Saved data entries:
Issue #2509, opened 2023-03-10
[BUG] Playwright excludes null when serializing request 


AlexSimionCommify:
**Context:**
- Playwright Version: 1.31.1
- Operating System: Windows
- .NET version: NET 6
- Browser: N/A
- Extra: [any specific details about your environment]

**Code Snippet**

Class example:
public class Recipients
    {
        public string? Id { get; set; }
        public string? Msisdn { get; set; }
    }
    
  Request example:
"recipients": [
  {
    "id": "someGuid",
    "msisdn": "+someMsisdn"
  },

**Describe the bug**
When I send the request based on a class like the one above "DataObject"
public async Task<IAPIResponse> PostOptouts<T>(T payload) where T : class
if I put "id=null", this apparently is not sent as null, and its possibly excluded from the request

but if I use the Json string directly ("recipients"), "id=null" seems to be passed successfully 
public async Task<IAPIResponse> PostOptoutsMessageWithJson(string payload)

So the description would be: "When trying to pass a class object as the request to be sent in Playwright, nulls are excluded from the request, but when passing jsonDirectly, nulls are passed ok 
_response = await _optoutsService.PostOptouts<PostOptoutRequest>(_optoutsRequest);

mxschmitt:
Could you provide us a full reproduction which we can run locally to demonstrate the issue? A small self contained script would be the best.

AlexSimionCommify:
sadly no, this is what I can provide as testdata (what I thought was relevant)
if you have anything specific, I can describe in mode details or other

mxschmitt:
The code above does not use any of Playwright's methods or does it internally use https://playwright.dev/dotnet/docs/api/class-route#route-fetch?

AlexSimionCommify:
It uses it internally:
 public async Task<IAPIResponse> PostOptouts<T>(T payload) where T : class
        {
            var optionsWithHeaderAndPayload = RequestHelper.Get_ApiRequestOptions_DefaultHeadersAndPayload(payload);
            var response = await _request.PostAsync(_optoutsUrl, optionsWithHeaderAndPayload);
            return response;
        }
 where:
  public static APIRequestContextOptions Get_ApiRequestOptions_DefaultHeadersAndPayload<T>(T payload) where T : class
        {
            APIRequestContextOptions apiRequestOptions_DefaultHeaders = new APIRequestContextOptions()
            {
                Headers = GetDefaultHeaders(),
                DataObject = payload
            };
[...]

PR #2523, opened 2023-03-24
fix(fetch): null values in body were not serialised

mxschmitt:
https://github.com/microsoft/playwright-dotnet/issues/2509


src/Playwright/Transport/Channels/APIRequestContextChannel.cs
```diff
@@ -62,13 +63,15 @@ public APIRequestContextChannel(string guid, Connection connection, APIRequestCo
...
             ["params"] = parameters?.ToProtocol(),
             ["headers"] = headers?.ToProtocol(),
-            ["jsonData"] = jsonData,
             ["postData"] = postData != null ? Convert.ToBase64String(postData) : null,
             ["formData"] = formData?.ToProtocol(),
             ["multipartData"] = multipartData?.ToProtocol(),
-        };
-
-        var response = await Connection.SendMessageToServerAsync(Guid, "fetch", message).ConfigureAwait(false);
+        }.FilterNullValues();
```
campersau, line 69: Isn't the null value filtering already done here?
https://github.com/microsoft/playwright-dotnet/blob/ffb7c21272c3f078c95976e7df60a41d9c53fbb7/src/Playwright/Transport/Connection.cs#L133-L138

campersau: Ah you removed it, should have scrolled to the end before commenting 😆

src/Playwright/Helpers/DictionaryExtensions.cs
```diff
@@ -0,0 +1,102 @@
...
+    {
+        return dictionary.Where(x => x.Value != null).ToDictionary(x => x.Key, x => FilterNullValuesInternal(x.Value)) as Dictionary<string, T>;
+    }
+
+    private static object FilterNullValuesInternal(object value)
+    {
+        if (value is ChannelBase)
+        {
+            return new Dictionary<string, object>() { { "guid", ((ChannelBase)value).Guid } };
+        }
```
campersau, line 46:
```suggestion
        if (value is ChannelBase channelBase)
        {
            return new Dictionary<string, object>() { { "guid", channelBase.Guid } };
        }
```

src/Playwright/Helpers/DictionaryExtensions.cs
```diff
@@ -0,0 +1,102 @@
...
+        {
+            return null;
+        }
+        if (value is string || value is int || value is bool || value is double || value is float || value is long || value is short || value is byte || value is uint || value is ulong || value is ushort || value is sbyte || value is decimal)
+        {
+            return value;
+        }
+        if (value is IDictionary dictionary)
+        {
+            return dictionary.Keys.Cast<string>().Where(key => dictionary[key] != null).ToDictionary(key => key, key => FilterNullValuesInternal(dictionary[key]));
```
campersau, line 63: If you add a little helper like

```c#
private static IEnumerable<DictionaryEntry> EnumerateDictionaryEntries(IDictionary dict)
{
    foreach (DictionaryEntry item in dict)
    {
        yield return item;
    }
}
```

You can change it to this and avoid multiple indexes into the same key:

```suggestion
            return EnumerateDictionaryEntries(dictionary).Where(entry => entry.Value != null).ToDictionary(entry => entry.Key, entry => FilterNullValuesInternal(entry.Value));
```

mxschmitt:
We'll go with https://github.com/microsoft/playwright-dotnet/pull/2532 instead.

- What the task asks -
What you return must be the entries, given again word for word.

- Completed task -
Issue #2509, opened 2023-03-10
[BUG] Playwright excludes null when serializing request 


AlexSimionCommify:
**Context:**
- Playwright Version: 1.31.1
- Operating System: Windows
- .NET version: NET 6
- Browser: N/A
- Extra: [any specific details about your environment]

**Code Snippet**

Class example:
public class Recipients
    {
        public string? Id { get; set; }
        public string? Msisdn { get; set; }
    }
    
  Request example:
"recipients": [
  {
    "id": "someGuid",
    "msisdn": "+someMsisdn"
  },

**Describe the bug**
When I send the request based on a class like the one above "DataObject"
public async Task<IAPIResponse> PostOptouts<T>(T payload) where T : class
if I put "id=null", this apparently is not sent as null, and its possibly excluded from the request

but if I use the Json string directly ("recipients"), "id=null" seems to be passed successfully 
public async Task<IAPIResponse> PostOptoutsMessageWithJson(string payload)

So the description would be: "When trying to pass a class object as the request to be sent in Playwright, nulls are excluded from the request, but when passing jsonDirectly, nulls are passed ok 
_response = await _optoutsService.PostOptouts<PostOptoutRequest>(_optoutsRequest);

mxschmitt:
Could you provide us a full reproduction which we can run locally to demonstrate the issue? A small self contained script would be the best.

AlexSimionCommify:
sadly no, this is what I can provide as testdata (what I thought was relevant)
if you have anything specific, I can describe in mode details or other

mxschmitt:
The code above does not use any of Playwright's methods or does it internally use https://playwright.dev/dotnet/docs/api/class-route#route-fetch?

AlexSimionCommify:
It uses it internally:
 public async Task<IAPIResponse> PostOptouts<T>(T payload) where T : class
        {
            var optionsWithHeaderAndPayload = RequestHelper.Get_ApiRequestOptions_DefaultHeadersAndPayload(payload);
            var response = await _request.PostAsync(_optoutsUrl, optionsWithHeaderAndPayload);
            return response;
        }
 where:
  public static APIRequestContextOptions Get_ApiRequestOptions_DefaultHeadersAndPayload<T>(T payload) where T : class
        {
            APIRequestContextOptions apiRequestOptions_DefaultHeaders = new APIRequestContextOptions()
            {
                Headers = GetDefaultHeaders(),
                DataObject = payload
            };
[...]

PR #2523, opened 2023-03-24
fix(fetch): null values in body were not serialised

mxschmitt:
https://github.com/microsoft/playwright-dotnet/issues/2509


src/Playwright/Transport/Channels/APIRequestContextChannel.cs
```diff
@@ -62,13 +63,15 @@ public APIRequestContextChannel(string guid, Connection connection, APIRequestCo
...
             ["params"] = parameters?.ToProtocol(),
             ["headers"] = headers?.ToProtocol(),
-            ["jsonData"] = jsonData,
             ["postData"] = postData != null ? Convert.ToBase64String(postData) : null,
             ["formData"] = formData?.ToProtocol(),
             ["multipartData"] = multipartData?.ToProtocol(),
-        };
-
-        var response = await Connection.SendMessageToServerAsync(Guid, "fetch", message).ConfigureAwait(false);
+        }.FilterNullValues();
```
campersau, line 69: Isn't the null value filtering already done here?
https://github.com/microsoft/playwright-dotnet/blob/ffb7c21272c3f078c95976e7df60a41d9c53fbb7/src/Playwright/Transport/Connection.cs#L133-L138

campersau: Ah you removed it, should have scrolled to the end before commenting 😆

src/Playwright/Helpers/DictionaryExtensions.cs
```diff
@@ -0,0 +1,102 @@
...
+    {
+        return dictionary.Where(x => x.Value != null).ToDictionary(x => x.Key, x => FilterNullValuesInternal(x.Value)) as Dictionary<string, T>;
+    }
+
+    private static object FilterNullValuesInternal(object value)
+    {
+        if (value is ChannelBase)
+        {
+            return new Dictionary<string, object>() { { "guid", ((ChannelBase)value).Guid } };
+        }
```
campersau, line 46:
```suggestion
        if (value is ChannelBase channelBase)
        {
            return new Dictionary<string, object>() { { "guid", channelBase.Guid } };
        }
```

src/Playwright/Helpers/DictionaryExtensions.cs
```diff
@@ -0,0 +1,102 @@
...
+        {
+            return null;
+        }
+        if (value is string || value is int || value is bool || value is double || value is float || value is long || value is short || value is byte || value is uint || value is ulong || value is ushort || value is sbyte || value is decimal)
+        {
+            return value;
+        }
+        if (value is IDictionary dictionary)
+        {
+            return dictionary.Keys.Cast<string>().Where(key => dictionary[key] != null).ToDictionary(key => key, key => FilterNullValuesInternal(dictionary[key]));
```
campersau, line 63: If you add a little helper like

```c#
private static IEnumerable<DictionaryEntry> EnumerateDictionaryEntries(IDictionary dict)
{
    foreach (DictionaryEntry item in dict)
    {
        yield return item;
    }
}
```

You can change it to this and avoid multiple indexes into the same key:

```suggestion
            return EnumerateDictionaryEntries(dictionary).Where(entry => entry.Value != null).ToDictionary(entry => entry.Key, entry => FilterNullValuesInternal(entry.Value));
```

mxschmitt:
We'll go with https://github.com/microsoft/playwright-dotnet/pull/2532 instead.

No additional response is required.